Data to examine »

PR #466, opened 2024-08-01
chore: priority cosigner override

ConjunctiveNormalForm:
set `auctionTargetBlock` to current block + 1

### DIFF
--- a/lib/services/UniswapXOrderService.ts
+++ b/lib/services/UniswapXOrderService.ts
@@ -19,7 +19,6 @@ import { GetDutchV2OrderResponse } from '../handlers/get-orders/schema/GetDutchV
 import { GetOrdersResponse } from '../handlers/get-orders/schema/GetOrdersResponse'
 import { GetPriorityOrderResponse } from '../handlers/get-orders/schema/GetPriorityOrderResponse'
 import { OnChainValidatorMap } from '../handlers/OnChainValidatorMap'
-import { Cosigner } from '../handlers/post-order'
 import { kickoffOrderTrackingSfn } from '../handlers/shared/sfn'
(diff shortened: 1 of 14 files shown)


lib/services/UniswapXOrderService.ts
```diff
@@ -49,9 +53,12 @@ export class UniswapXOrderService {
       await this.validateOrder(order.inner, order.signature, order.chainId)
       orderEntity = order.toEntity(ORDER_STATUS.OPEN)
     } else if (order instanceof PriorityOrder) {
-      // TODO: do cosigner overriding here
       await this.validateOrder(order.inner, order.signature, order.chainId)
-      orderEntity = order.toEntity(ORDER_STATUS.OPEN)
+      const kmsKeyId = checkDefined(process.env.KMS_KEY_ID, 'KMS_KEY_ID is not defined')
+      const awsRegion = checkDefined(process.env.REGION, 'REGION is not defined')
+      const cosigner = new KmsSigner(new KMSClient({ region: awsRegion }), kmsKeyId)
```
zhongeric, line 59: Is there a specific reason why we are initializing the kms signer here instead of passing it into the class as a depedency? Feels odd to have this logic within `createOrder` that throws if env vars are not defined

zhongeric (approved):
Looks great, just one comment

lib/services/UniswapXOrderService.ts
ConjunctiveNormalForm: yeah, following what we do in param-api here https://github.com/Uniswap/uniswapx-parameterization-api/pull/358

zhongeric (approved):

---

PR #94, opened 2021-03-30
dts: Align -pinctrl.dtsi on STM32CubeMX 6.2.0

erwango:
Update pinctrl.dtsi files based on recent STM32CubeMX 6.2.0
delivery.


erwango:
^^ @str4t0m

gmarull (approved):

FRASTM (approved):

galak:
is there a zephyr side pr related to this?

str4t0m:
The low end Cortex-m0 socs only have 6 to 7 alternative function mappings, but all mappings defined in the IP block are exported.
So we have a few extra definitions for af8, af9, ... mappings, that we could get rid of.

Assignment » A single number is expected: how many lines in the records contain the string "UniswapXOrderService".

Finished exercise » 5